I saw reactor 4 building explode on live TV and immediately fled the city. If the winds hadn’t blown out all that radioactive material to the ocean (where US sailors actually got radiation poisoning on a ship east of Fukushima) but had instead blown it south, Japan’s economy would have totally collapsed.
It was a very bizarre feeling when I finally managed to get to Tokyo and everything was so…normal. I’d been trapped in Fukushima for eight days with minimal food and water at that point. Lost eight pounds. Worried constantly about radiation. Had no clean clothes. What would normally have been a two hour bullet train ride from there to Tokyo ended up taking two days as the route south was still closed when a path to the west opened up.
Then eventually I got to Tokyo, feeling like a haggard refugee, and everyone was going about their lives as normal. Very surreal.
2011 Tohoku earthquake
I saw reactor 4 building explode on live TV and immediately fled the city. If the winds hadn’t blown out all that radioactive material to the ocean (where US sailors actually got radiation poisoning on a ship east of Fukushima) but had instead blown it south, Japan’s economy would have totally collapsed.
By “the city”, do you mean Tokyo?
It was a very bizarre feeling when I finally managed to get to Tokyo and everything was so…normal.
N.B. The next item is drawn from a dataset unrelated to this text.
PR #1414, opened 2026-07-24
Fix OrderFileHandler incorrect log level & increase non debug log level to warning

gecolay:
- The OrderFileHandler currently doesn't use the correct log level from the plugin settings, but always debug right now
- With a disabled debug mode in the settings the log level should be `warning` instead of `info` as the `info` log level spam's the logs a lot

I’d been trapped in Fukushima for eight days with minimal food and water at that point. Lost eight pounds. Worried constantly about radiation. Had no clean clothes. What would normally have been a two hour bullet train ride from there to Tokyo ended up taking two days as the route south was still closed when a path to the west opened up.
Then eventually I got to Tokyo, feeling like a haggard refugee, and everyone was going about their lives as normal. Very surreal.
Miharu. And yes the fear of radiation was constant.made me rethink my position on nuclear power to say the least.